**WHAT THE EXERCISE ASKS**
Write out each line of the entries below that holds the word "approved".

**SUPPLIED ENTRIES**
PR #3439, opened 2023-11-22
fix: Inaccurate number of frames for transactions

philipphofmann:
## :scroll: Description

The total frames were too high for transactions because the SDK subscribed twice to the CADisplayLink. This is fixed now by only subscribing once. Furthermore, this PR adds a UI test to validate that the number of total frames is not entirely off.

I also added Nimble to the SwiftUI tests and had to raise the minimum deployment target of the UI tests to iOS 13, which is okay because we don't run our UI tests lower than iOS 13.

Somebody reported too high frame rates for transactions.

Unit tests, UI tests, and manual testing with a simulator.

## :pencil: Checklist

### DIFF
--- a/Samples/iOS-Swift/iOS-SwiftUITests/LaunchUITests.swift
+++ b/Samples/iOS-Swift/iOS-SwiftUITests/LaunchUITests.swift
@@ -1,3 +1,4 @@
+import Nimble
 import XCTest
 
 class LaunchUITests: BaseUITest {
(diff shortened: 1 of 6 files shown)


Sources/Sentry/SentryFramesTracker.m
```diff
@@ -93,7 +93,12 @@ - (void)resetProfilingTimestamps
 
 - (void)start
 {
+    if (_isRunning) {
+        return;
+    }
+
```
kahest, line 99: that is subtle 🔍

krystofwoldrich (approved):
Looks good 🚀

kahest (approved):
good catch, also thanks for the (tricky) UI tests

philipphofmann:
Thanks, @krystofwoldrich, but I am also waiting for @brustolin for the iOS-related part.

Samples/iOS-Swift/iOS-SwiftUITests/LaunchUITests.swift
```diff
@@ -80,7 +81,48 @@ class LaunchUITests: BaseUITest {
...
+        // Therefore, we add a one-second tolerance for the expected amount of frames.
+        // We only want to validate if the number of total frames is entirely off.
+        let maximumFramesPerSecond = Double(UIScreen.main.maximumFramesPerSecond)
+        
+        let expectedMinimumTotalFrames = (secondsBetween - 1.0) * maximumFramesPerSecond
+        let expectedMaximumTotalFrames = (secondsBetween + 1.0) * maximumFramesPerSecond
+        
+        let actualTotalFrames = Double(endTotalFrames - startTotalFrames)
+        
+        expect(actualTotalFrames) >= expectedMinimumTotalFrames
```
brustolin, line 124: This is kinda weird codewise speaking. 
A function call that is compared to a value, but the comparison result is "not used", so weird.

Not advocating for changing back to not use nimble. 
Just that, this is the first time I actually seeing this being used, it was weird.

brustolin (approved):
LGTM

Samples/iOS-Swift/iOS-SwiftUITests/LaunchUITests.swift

* * *

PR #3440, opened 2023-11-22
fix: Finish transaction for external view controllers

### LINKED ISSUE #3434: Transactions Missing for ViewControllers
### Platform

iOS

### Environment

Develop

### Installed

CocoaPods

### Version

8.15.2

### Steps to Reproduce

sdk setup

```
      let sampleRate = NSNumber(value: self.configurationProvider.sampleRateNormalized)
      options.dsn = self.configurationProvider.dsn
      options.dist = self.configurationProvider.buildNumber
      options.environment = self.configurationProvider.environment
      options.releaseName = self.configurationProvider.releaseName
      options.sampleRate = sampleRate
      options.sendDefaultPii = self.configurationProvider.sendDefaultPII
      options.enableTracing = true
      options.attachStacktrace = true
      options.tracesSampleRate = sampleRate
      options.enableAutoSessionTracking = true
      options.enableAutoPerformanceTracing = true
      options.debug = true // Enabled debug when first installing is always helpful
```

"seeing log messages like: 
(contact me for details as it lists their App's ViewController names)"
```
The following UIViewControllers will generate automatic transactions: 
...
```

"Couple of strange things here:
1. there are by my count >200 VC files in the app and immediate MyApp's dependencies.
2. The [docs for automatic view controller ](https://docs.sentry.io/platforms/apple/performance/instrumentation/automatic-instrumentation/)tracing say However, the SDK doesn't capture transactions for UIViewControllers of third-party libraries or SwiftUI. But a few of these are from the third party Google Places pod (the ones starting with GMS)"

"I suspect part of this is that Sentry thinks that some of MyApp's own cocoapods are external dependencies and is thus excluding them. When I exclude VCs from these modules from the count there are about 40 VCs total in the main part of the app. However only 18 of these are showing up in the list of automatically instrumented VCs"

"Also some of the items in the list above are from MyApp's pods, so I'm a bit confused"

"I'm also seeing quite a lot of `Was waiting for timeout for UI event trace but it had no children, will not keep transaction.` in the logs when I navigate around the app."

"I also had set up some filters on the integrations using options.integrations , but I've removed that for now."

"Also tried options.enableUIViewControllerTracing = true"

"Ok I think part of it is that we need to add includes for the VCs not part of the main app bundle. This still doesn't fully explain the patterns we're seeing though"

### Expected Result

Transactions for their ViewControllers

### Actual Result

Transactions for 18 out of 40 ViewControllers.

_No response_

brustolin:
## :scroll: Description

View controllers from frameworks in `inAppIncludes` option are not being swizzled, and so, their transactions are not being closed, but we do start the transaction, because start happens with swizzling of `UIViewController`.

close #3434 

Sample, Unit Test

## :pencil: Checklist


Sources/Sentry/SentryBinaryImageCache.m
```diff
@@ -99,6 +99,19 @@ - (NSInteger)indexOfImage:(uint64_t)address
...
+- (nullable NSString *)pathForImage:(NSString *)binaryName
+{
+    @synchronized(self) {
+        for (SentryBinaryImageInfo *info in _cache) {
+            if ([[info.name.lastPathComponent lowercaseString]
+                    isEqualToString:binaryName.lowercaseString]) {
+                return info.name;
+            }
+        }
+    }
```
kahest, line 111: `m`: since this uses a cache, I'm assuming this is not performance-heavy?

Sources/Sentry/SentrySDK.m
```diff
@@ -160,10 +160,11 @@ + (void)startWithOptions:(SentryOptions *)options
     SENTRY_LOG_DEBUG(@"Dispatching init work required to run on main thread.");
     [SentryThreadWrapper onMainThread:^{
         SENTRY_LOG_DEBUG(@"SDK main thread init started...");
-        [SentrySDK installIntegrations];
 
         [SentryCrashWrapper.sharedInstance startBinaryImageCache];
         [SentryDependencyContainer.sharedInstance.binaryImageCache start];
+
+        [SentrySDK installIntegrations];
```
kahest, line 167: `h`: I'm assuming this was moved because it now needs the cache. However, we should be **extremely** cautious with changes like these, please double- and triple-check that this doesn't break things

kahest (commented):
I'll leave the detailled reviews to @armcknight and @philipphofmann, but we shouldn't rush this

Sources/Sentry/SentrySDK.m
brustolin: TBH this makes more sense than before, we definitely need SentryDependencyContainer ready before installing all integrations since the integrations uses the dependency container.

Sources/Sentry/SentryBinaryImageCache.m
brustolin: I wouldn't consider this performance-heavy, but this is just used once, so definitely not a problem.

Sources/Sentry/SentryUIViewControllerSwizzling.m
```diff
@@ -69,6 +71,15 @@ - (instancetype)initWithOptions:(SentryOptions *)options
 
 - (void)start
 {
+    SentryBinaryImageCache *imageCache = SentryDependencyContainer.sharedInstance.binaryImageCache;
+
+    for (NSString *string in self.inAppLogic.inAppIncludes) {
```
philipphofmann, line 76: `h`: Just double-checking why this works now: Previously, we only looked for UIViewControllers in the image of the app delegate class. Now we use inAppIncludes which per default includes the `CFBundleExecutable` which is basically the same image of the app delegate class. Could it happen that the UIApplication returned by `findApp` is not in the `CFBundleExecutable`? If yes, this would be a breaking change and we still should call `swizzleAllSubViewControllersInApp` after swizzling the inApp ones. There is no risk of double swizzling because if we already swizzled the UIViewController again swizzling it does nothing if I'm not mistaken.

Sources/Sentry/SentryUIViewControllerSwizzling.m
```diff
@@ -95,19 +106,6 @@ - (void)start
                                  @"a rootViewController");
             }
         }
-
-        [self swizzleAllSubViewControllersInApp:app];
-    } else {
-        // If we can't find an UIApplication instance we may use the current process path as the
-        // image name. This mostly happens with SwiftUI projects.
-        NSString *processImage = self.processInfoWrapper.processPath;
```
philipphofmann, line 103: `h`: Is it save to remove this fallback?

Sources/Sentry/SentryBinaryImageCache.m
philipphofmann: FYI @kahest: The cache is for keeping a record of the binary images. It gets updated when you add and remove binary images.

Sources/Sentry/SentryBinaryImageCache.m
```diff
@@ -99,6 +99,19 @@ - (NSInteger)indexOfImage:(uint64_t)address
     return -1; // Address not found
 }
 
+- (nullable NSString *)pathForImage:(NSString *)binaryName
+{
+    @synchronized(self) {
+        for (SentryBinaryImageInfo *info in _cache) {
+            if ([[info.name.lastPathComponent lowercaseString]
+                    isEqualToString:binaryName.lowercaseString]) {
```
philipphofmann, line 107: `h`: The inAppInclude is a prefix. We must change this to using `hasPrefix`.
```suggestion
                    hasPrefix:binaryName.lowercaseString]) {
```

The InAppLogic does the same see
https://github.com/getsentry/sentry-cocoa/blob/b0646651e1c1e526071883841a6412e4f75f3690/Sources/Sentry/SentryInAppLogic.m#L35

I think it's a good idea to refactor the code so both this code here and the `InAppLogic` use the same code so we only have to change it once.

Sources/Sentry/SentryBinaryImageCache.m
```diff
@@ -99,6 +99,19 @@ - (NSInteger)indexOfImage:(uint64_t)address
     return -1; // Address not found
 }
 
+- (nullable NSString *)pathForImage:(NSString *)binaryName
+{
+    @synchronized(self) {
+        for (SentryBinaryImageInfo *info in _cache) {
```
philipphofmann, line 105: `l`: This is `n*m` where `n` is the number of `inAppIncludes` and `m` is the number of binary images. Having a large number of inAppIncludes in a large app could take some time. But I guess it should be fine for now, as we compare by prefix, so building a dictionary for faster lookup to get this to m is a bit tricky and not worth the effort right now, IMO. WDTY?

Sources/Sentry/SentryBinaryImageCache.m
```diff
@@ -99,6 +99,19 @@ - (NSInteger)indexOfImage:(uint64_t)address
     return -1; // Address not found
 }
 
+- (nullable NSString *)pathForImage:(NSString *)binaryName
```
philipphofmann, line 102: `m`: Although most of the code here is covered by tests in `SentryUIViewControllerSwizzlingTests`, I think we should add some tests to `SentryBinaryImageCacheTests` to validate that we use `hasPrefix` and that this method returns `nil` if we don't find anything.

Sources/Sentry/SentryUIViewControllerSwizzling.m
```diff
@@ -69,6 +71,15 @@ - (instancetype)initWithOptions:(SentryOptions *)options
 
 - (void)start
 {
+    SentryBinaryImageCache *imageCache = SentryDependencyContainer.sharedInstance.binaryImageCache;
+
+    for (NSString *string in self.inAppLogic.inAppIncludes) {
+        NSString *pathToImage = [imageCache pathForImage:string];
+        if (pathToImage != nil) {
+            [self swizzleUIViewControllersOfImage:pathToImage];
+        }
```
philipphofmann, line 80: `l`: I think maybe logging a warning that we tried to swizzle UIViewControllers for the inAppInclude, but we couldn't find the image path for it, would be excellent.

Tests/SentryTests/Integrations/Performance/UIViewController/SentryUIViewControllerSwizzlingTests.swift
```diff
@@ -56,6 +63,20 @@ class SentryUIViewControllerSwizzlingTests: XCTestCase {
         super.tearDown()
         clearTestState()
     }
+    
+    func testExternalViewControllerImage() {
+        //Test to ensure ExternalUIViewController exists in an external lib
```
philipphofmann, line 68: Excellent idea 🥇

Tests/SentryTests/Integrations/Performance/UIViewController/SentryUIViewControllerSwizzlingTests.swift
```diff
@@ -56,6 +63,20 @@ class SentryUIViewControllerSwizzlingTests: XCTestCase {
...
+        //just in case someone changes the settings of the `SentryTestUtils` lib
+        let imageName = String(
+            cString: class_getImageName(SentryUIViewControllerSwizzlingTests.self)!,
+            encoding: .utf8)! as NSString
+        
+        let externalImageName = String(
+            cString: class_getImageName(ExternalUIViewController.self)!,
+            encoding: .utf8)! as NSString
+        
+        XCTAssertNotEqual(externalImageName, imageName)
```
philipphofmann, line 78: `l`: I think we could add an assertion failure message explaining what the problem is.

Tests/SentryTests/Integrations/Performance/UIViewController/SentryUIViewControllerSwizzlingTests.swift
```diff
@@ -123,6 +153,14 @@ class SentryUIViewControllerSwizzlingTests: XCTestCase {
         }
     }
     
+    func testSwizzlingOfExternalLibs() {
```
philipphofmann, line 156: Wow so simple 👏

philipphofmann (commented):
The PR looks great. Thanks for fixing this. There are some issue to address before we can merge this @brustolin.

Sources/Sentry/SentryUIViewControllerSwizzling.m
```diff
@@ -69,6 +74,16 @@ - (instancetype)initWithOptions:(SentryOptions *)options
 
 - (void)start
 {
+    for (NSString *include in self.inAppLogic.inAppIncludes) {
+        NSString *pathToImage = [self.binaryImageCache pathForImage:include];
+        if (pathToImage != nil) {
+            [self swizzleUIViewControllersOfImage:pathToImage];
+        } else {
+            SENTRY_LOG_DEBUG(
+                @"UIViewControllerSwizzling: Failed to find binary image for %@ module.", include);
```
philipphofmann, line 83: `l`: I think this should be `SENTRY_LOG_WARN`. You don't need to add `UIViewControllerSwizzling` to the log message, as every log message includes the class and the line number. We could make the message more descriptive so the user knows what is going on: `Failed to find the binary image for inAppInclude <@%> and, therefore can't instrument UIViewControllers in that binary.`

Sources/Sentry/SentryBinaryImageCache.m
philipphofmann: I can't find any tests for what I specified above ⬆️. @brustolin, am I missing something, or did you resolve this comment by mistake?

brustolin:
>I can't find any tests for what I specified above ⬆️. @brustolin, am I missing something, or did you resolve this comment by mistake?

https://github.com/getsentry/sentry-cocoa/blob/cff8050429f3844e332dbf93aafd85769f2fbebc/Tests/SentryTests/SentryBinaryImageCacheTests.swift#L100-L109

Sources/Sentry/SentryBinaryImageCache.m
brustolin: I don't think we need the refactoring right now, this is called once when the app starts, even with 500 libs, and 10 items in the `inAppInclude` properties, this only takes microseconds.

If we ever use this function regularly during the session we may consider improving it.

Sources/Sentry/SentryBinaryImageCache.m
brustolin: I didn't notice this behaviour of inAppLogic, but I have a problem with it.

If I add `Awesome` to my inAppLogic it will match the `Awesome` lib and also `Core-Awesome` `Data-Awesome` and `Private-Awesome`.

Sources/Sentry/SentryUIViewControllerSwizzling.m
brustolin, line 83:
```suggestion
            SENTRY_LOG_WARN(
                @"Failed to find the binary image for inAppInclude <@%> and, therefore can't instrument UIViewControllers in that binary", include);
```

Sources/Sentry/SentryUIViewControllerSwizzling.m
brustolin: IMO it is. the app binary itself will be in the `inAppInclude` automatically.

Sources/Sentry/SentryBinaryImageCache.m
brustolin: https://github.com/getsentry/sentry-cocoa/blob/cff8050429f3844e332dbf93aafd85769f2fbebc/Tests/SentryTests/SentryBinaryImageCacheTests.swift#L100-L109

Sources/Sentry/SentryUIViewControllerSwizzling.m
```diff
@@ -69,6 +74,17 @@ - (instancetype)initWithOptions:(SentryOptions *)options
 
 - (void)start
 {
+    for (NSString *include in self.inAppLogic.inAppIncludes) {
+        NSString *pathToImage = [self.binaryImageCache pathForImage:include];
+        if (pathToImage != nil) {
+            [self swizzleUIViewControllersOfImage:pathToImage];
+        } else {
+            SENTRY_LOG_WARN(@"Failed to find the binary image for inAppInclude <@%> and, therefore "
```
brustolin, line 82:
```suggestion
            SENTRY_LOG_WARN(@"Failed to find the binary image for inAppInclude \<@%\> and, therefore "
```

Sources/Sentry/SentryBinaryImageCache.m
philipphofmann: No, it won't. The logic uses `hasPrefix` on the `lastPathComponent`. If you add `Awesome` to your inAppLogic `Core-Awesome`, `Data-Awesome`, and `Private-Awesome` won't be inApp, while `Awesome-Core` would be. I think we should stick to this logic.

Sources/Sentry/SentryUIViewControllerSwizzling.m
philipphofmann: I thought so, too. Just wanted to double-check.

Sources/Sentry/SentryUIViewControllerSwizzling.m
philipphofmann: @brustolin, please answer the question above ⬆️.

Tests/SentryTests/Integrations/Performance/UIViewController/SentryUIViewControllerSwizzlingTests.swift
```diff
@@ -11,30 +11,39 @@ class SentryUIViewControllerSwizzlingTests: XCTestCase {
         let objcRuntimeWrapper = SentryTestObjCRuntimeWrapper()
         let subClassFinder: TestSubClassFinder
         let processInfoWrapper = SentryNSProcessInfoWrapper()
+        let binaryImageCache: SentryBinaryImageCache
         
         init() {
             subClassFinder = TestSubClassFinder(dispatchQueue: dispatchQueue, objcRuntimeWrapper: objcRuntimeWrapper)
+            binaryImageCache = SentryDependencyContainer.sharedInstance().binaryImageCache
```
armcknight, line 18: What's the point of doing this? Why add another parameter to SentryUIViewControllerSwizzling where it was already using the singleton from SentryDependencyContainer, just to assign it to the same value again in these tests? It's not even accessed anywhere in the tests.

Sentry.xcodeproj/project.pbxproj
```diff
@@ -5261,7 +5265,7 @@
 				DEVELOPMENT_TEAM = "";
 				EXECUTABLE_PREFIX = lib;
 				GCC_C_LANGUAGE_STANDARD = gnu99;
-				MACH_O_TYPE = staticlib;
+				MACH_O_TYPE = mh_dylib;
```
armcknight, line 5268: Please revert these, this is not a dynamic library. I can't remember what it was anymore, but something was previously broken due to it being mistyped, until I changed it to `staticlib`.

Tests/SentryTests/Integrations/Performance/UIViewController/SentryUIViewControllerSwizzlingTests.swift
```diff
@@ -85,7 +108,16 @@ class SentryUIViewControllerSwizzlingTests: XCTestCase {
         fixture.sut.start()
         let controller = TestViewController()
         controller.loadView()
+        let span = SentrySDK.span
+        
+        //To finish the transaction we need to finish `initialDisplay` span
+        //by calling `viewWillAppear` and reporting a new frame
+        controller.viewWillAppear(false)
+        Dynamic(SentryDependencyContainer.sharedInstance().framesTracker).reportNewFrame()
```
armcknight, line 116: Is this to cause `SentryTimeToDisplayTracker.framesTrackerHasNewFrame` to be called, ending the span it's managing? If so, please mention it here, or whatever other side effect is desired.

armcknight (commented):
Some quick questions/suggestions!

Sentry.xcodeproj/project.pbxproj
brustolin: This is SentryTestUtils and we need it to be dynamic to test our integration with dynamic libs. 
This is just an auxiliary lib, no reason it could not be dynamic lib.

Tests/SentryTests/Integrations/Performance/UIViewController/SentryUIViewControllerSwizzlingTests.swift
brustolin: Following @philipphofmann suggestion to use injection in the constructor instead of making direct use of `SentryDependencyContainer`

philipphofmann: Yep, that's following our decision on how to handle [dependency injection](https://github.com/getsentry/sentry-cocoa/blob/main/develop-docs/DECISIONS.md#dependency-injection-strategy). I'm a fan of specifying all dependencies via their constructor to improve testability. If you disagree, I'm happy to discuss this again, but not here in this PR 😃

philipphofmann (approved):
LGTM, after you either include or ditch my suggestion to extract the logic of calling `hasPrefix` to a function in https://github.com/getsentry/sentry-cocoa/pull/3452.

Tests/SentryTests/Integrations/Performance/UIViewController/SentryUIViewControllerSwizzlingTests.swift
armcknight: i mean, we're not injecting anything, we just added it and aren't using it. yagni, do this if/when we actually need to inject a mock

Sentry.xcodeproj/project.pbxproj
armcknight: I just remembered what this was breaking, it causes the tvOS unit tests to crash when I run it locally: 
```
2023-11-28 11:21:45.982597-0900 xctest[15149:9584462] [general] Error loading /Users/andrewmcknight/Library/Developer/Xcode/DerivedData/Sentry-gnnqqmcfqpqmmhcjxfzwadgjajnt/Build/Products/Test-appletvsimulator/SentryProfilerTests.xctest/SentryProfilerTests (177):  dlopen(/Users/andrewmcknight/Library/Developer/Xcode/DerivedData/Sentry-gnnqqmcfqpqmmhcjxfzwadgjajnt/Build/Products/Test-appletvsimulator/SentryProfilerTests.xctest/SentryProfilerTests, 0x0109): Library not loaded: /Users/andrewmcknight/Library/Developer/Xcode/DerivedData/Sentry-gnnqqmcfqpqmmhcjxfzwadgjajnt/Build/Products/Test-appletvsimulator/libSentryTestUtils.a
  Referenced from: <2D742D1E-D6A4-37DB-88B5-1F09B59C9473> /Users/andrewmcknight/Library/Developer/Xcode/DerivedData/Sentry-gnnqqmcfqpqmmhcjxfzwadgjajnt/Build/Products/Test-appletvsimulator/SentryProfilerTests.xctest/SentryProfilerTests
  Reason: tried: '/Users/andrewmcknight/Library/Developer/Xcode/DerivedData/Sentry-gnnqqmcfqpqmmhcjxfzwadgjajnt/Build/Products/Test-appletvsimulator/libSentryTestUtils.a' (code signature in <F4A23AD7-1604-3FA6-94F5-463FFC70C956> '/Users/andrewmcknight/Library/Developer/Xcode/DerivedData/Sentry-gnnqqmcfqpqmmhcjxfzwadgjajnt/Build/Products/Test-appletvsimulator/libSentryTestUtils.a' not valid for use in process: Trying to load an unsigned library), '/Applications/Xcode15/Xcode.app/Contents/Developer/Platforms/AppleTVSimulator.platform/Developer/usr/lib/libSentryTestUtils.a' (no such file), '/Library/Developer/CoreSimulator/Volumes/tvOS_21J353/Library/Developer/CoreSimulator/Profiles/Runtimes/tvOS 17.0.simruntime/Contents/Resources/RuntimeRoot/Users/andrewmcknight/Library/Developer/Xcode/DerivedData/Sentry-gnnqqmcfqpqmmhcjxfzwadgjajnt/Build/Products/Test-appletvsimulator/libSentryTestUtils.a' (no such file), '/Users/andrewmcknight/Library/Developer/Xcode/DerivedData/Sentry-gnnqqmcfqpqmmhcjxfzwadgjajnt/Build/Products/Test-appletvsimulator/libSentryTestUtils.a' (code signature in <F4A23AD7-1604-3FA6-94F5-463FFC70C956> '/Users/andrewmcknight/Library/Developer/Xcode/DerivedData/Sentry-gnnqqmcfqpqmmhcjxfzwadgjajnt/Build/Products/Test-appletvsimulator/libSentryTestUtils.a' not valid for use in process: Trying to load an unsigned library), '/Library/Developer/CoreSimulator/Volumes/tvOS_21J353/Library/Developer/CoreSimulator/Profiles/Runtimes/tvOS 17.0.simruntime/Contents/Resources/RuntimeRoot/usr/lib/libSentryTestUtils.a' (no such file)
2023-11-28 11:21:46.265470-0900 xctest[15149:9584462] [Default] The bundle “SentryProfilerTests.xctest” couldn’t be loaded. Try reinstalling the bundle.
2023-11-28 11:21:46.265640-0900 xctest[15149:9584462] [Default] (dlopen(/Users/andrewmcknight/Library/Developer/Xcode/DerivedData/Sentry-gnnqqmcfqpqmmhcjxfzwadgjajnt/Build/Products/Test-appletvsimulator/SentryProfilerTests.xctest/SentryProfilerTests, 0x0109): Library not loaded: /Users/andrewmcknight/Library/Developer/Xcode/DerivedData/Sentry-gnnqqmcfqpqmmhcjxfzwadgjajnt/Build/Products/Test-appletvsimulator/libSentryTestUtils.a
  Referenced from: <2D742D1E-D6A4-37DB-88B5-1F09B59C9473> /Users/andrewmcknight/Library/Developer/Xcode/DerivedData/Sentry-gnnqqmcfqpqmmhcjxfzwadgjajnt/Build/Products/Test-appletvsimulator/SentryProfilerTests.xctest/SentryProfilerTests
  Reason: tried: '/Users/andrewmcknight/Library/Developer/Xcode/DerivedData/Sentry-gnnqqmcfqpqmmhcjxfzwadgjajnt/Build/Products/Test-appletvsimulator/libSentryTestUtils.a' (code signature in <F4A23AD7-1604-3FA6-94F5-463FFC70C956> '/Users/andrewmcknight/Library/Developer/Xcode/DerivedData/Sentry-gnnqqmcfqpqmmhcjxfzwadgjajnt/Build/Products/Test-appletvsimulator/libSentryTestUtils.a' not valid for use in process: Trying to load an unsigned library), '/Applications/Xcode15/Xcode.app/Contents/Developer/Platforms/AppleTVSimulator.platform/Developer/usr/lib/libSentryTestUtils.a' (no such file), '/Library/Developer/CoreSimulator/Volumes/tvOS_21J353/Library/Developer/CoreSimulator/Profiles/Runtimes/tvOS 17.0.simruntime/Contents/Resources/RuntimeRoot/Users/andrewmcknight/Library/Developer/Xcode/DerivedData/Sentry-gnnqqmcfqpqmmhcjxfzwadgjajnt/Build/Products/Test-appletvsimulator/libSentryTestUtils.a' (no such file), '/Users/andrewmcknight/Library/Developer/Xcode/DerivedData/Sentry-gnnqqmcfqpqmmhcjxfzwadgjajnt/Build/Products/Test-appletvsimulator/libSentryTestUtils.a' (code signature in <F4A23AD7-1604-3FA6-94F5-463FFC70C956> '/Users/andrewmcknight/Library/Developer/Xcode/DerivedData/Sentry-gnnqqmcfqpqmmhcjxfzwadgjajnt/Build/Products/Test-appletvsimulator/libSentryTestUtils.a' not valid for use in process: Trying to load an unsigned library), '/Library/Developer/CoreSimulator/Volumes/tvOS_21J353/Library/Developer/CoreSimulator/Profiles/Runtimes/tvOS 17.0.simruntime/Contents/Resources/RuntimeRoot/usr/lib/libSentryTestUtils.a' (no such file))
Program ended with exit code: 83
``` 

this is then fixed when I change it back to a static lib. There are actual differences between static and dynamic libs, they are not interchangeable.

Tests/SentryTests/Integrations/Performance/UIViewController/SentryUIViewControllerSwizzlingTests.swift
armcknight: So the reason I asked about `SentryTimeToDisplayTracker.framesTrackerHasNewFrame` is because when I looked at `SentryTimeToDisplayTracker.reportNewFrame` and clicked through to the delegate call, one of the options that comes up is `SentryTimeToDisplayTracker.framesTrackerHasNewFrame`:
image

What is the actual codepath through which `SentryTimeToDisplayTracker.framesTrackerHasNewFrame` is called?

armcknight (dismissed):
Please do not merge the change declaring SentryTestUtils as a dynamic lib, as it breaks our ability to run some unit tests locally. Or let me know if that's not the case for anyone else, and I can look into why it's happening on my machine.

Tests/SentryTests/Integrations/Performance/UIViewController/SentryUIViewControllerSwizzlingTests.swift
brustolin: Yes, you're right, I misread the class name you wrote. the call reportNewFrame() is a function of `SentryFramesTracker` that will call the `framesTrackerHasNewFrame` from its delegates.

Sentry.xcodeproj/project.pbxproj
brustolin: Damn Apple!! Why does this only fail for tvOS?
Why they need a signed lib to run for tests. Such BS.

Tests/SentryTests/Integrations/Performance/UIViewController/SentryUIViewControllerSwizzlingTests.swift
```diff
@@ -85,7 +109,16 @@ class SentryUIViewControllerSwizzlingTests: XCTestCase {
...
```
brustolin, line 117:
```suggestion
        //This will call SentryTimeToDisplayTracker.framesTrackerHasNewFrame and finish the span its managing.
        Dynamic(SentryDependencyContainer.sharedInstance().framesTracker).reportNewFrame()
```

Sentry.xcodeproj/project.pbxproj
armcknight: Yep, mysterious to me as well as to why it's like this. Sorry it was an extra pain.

**FINISHED TASK**
krystofwoldrich (approved):
kahest (approved):
brustolin (approved):
philipphofmann (approved):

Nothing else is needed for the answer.